- [Task prompt]: The line containing "Generate diff in autosynth" and every line after it, through the end of the records below: repeat them exactly, nothing more.

- [Records provided]:

PR #3515, opened 2019-09-19
Generate diff in autosynth

jskeet:


jskeet:
I suggest reviewing one commit at a time :)

PR #3530, opened 2019-09-23
Fix dialogflow

jskeet:


jskeet:
Self-merging to get this in ahead of autosynth

PR #3531, opened 2019-09-23
Revert "Remove a Create method from Monitoring"

jskeet:
Reverts an accidental commit within googleapis/google-cloud-dotnet#3530


jskeet:
This is getting too messy...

- [Solution for this problem]:
Generate diff in autosynth

jskeet:


jskeet:
I suggest reviewing one commit at a time :)

PR #3530, opened 2019-09-23
Fix dialogflow

jskeet:


jskeet:
Self-merging to get this in ahead of autosynth

PR #3531, opened 2019-09-23
Revert "Remove a Create method from Monitoring"

jskeet:
Reverts an accidental commit within googleapis/google-cloud-dotnet#3530


jskeet:
This is getting too messy...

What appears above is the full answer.